(DATA)
PR #3580, opened 2020-02-24
Do not set namespace to global wrapped resources

palourde:

## What is this change?

It fixes a bug where sensuctl would attempt to set a namespace to cluster-wide resources, such as authentication providers.

Fix a bug found in staging.

Nope, it fixes an unreleased commit.

Nope

The ValidateResource function was largely untested, so I had to take the time to write proper unit tests.

Nope

Manually tested with sensu-enterprise-go + unit tests.

## Is this change a patch?

Nope

### DIFF
--- a/cli/commands/create/create_test.go
+++ b/cli/commands/create/create_test.go
@@ -247,7 +247,7 @@ func TestValidateResourcesStderr(t *testing.T) {
 	// copy the output in a separate goroutine so printing can't block indefinitely
 	go func() {
 		var buf bytes.Buffer
-		io.Copy(&buf, r)
+		_, _ = io.Copy(&buf, r)
 		ch <- buf.String()
 	}()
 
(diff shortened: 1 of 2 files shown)


cli/commands/create/create_test.go
```diff
@@ -180,3 +181,89 @@ func TestCreateCommandStdin(t *testing.T) {
...
+func TestValidateResourcesStderr(t *testing.T) {
+	oldStderr := os.Stderr
+	r, w, _ := os.Pipe()
+	os.Stderr = w
+
+	ch := make(chan string)
+	// copy the output in a separate goroutine so printing can't block indefinitely
+	go func() {
+		var buf bytes.Buffer
+		io.Copy(&buf, r)
```
golangcibot: Error return value of `io.Copy` is not checked (from `errcheck`)

PR #4954, opened 2023-02-16
Add in-memory event store

echlebek:
* Add in-memory event store
* Modify postgresql event store to not do in-place merging
* Modify postgresql queries to stop relying on last_ok and timestamp columns
* Add configuration for constraining postgresql max tps

This is still largely un-tested but should basically work.


backend/store/memory/event_store.go
```diff
@@ -0,0 +1,348 @@
...
+}
+
+func NewEventStore(config EventStoreConfig) *EventStore {
+	return &EventStore{
+		backingStore:      config.BackingStore,
+		flushInterval:     config.FlushInterval,
+		db:                newMemoryDB(),
+		silenceStore:      config.SilenceStore,
+		flushC:            make(chan struct{}),
+		eventWriteLimiter: rate.NewLimiter(config.EventWriteLimit, int(config.EventWriteLimit/10)),
```
c-kruse, line 129: Was curious to see golang.org/x/time/rate in action. Looks like it didn't get fully hooked up.

ccressent:
Wasn't there a design document you wrote about an in-memory event store? Or am I remembering incorrectly?

backend/store/memory/event_store.go
```diff
@@ -0,0 +1,366 @@
...
+		entry := value.(*eventEntry)
+		entry.Mu.Lock()
+		defer entry.Mu.Unlock()
+		if !entry.Dirty {
+			return true
+		}
+		eventBytes, err := snappy.Decode(nil, entry.EventBytes)
+		if err != nil {
+			// developer error, fatal
+			panic(err)
```
ccressent, line 92: Is it really a developer error?

Can't `snappy.Decode()` above fail even if your code were 100% correct, say because the memory holding `entry.EventBytes` got corrupted somehow (malicious or accidental memory manipulation by something else on the system, cosmic ray flipping a bit, ...)?

backend/store/memory/event_store.go
```diff
@@ -0,0 +1,366 @@
...
+		}
+		var event corev2.Event
+		if err := proto.Unmarshal(eventBytes, &event); err != nil {
+			// developer error, fatal
```
ccressent, line 96: ditto

backend/store/memory/event_store.go
```diff
@@ -0,0 +1,366 @@
...
+			panic(err)
+		}
+		if err := m.limiter.Wait(ctx); err != nil {
+			// context cancellation
+			return false
+		}
+		_, _, storeErr = s.UpdateEvent(ctx, &event)
+		if storeErr != nil {
+			return false
```
ccressent, line 105: I'm wondering if it's not worth having a way to still try to store the rest of the events even if one of them fails to be stored as we range over the map.

I know it makes tracking and returning errors more complex, but my main concern is what happens if we stop going over the map early as we do here: a single problematic event blocks all the other events "behind it in the map" from being persisted.

Would it not be better if that single problematic event didn't have such an impact on the other values to be persisted? At least the system would still mostly work rather than having to somehow do something with the problematic event so that the rest of the system keeps working.

backend/store/memory/event_store.go
```diff
@@ -0,0 +1,366 @@
...
+		if err != nil {
+			if _, ok := err.(*store.ErrNotFound); !ok {
+				return nil, nil, err
+			}
+		}
+	} else {
+		decompressed, err := snappy.Decode(nil, entry.EventBytes)
+		if err != nil {
+			// fatal developer error
+			panic(err)
```
ccressent, line 235: ditto

backend/store/memory/event_store.go
```diff
@@ -0,0 +1,366 @@
...
+		}
+		var ev corev2.Event
+		if err := proto.Unmarshal(decompressed, &ev); err != nil {
+			// fatal developer error
+			panic(err)
```
ccressent, line 240: ditto

backend/store/memory/event_store.go
```diff
@@ -0,0 +1,366 @@
...
+
+	// Mu is necessary in the rare instance when multiple goroutines are competing
+	// to store different versions of the same event. This is only necessary due to
+	// a design flaw in eventd, and could possibly be mitigated there.
+	Mu sync.Mutex
+}
+
+const eventOutputTruncatedBytesLabel = "sensu.io/output_truncated_bytes"
+
+type SilenceStoreI interface {
```
ccressent, line 44: I don't think this should to be exported? And I'm not clear why we can't use the interface defined in the `store` package already?

ccressent (commented):
Pardon the oversimplification, but to make sure I understand the idea correctly: this is in essence a write cache for events?

backend/cmd/start.go
```diff
@@ -72,7 +72,8 @@ const (
 	flagName                  = "name"
 
 	// Postgres store
-	flagPGDSN = "pg-dsn"
+	flagPGDSN    = "pg-dsn"     // postgresql connection string
+	flagPGMaxTPS = "pg-max-tps" // postgresql maximum transactions per second cap
```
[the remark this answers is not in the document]
echlebek: I'm not sure how that would be done on postgresql, for potentially ephemeral clients, let me look into it.

backend/store/store.go
```diff
@@ -659,3 +659,13 @@ type Initializer interface {
...
+
+type noMergeEventKey struct{}
+
+func NoMergeEventContext(ctx context.Context) context.Context {
+	return context.WithValue(ctx, noMergeEventKey{}, struct{}{})
+}
+
+func IsNoMergeEventContext(ctx context.Context) bool {
+	return ctx.Value(noMergeEventKey{}) != nil
+}
```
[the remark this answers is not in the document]
echlebek: I don't think it is tbh, this is a pretty common way to do it.

backend/store/postgres/dynamic_query.go
```diff
@@ -34,8 +41,15 @@ type getEventTmplData struct {
...
+var countEventsTmpl = template.Must(template.New("CountEvents").Parse(`
+WITH ns AS (
+	SELECT id FROM namespaces
+	WHERE name = $1
+)
+SELECT count(*)
 FROM events
+FULL OUTER JOIN ns
+ON events.namespace = ns.id
 WHERE
```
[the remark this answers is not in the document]
echlebek: Yeah, all this complexity is related to the various different ways to list events. With a namespace, without one, with paging, without paging, selectors...

backend/store/memory/event_store.go
echlebek: I suppose so, but that would necessitate a panic too.

backend/store/memory/event_store.go
echlebek: At this point the event is validated, so it's not likely to be a problematic individual event, but rather a systemic problem with the event store, like perhaps the connection has failed or something. In that case it's best not to keep trying and wait for the next write-out window.

backend/cmd/start.go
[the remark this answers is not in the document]
ccressent: Now that I've read the rest of the PR more carefully, I think this should be an option on your new store rather than something that mentions Postgres?

My understanding is that your new store could potentially be independent of Postgres and that this TPS configuration is just to rate limit its writing to its backing store, whatever that is (Postgres or something else).

I suppose what I'm trying to say is that I found it confusing that the new option seems to configure some type of overall TPS cap with Postgres while that's not what it's doing.

backend/store/memory/event_store.go
echlebek: Yeah this is a bit crufty, I can look at refactoring things.

echlebek:
@ccressent this is essentially a write cache for events, but also has event store semantics, namely the event merging algo. I still need to implement cache eviction for when agents disconnect, as well. Stay tuned!

backend/store/memory/event_store.go
ccressent: Why? Wouldn't logging the issue and skipping over the entry be a way to go about it?

backend/store/memory/event_store.go
ccressent: That's fair, thank you.

backend/store/memory/event_store.go
echlebek: If the system has corrupted memory then it is working in an undefined state and should probably crash.

backend/cmd/start.go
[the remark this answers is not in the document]
echlebek: I'm up for selecting a better name to prevent confusion! Any suggestions?

echlebek:
> all the events from the backing store could end up in the cache all at once

Once eviction is added, only events that are related to connected agents will be in the cache.

> I think a table that holds pointers to dirty entries to be written in the next flush would be a better design.

I considered doing this, but I think it would potentially use even more memory in the worst case, when all entries are dirty, which would be the common case in a heavily loaded system.

c-kruse (approved):

PR #4957, opened 2023-02-23
Fix known issues in flapping integration tests

c-kruse:
* Queue testspec: Expect queue.Reserve to return error wrapping context error on timeout instead of exact match.
* Queue testspec: don't panic in test on reserve error.
* TestSynchronizedExecutor: Adapt test to not rely on predictable goroutine scheduling.


echlebek (approved):
:crossed_fingers:

PR #4961, opened 2023-02-27
Add log-millisecond-timestamps backend configuration flag

c-kruse:
The log-millisecond-timestamps configuration allows users to configure a sensu backend to use RFC3339 formatted timestamp strings with millisecond precision in its backend logs.

## What is this change?

Closes https://github.com/sensu/sensu-enterprise-go/issues/2518

Y

N

N

Yes! New configuration flag.

`./sensu-backend start -c <base config path> --log-millisecond-timestamps --log-level debug |& jq .time`

## Is this change a patch?

N

### DIFF
--- a/CHANGELOG-6.md
+++ b/CHANGELOG-6.md
@@ -11,6 +11,7 @@ Versioning](http://semver.org/spec/v2.0.0.html).
 ### Added
 - Adding a flag at agent level to avoid collecting system.networks property in the agent entity state
 - Added silences sorting by expiration to GraphQL service
+- Added log-precision-time backend configuration flag
 
 ## [6.9.1] - 2022-12-01
 
--- a/CHANGELOG-6.md
+++ b/CHANGELOG-6.md
@@ -11,7 +11,7 @@ Versioning](http://semver.org/spec/v2.0.0.html).
 ### Added
 - Adding a flag at agent level to avoid collecting system.networks property in the agent entity state
 - Added silences sorting by expiration to GraphQL service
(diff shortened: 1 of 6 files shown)


ccressent:
My main comment is about the name of the flag. I don't believe `log-precision-time` is very descriptive; one needs to go look at the documentation to figure out what that means. What about `log-millisecond-timestamps`?

More generally, maybe it's a good opportunity to future proof this: what about a flag that configures the timestamp format, say `--log-timestamp-format`, taking a timestamp format string and defaulting to whatever our current default is. Then we add additional convenience alias flags as needed, such as `log-millisecond-timestamps` here. Such a flag would just be an alias to the appropriate `--log-timestamp-format <format>`.

That way we don't come back to this every time someone, somewhere, wants a different timestamp. And if a given format is used enough to warrant it, it may get its own alias (quick and easy).

What do you think?

c-kruse:
@ccressent  thanks for the suggestion! I've renamed the flag to `log-millisecond-timestamps`.

While I like the idea of allowing a user specified time layout for myself, I think go's time layout is probably a little too novel to throw at operators. I probably spend 5 minutes rereading `go doc time.Layout` each time I use it myself. I wager we'd get a lot of folks using strftime style formatting i.e. `%Y-%m-%dT%H:%M:%S

ccressent (approved):
Thanks for the changes; I too end up reading the docs every time I need to come up with a time format in Go... thanks for finding a good middle ground!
(End DATA)
A single number is the whole answer: the number of lines in the entries that include "related".

2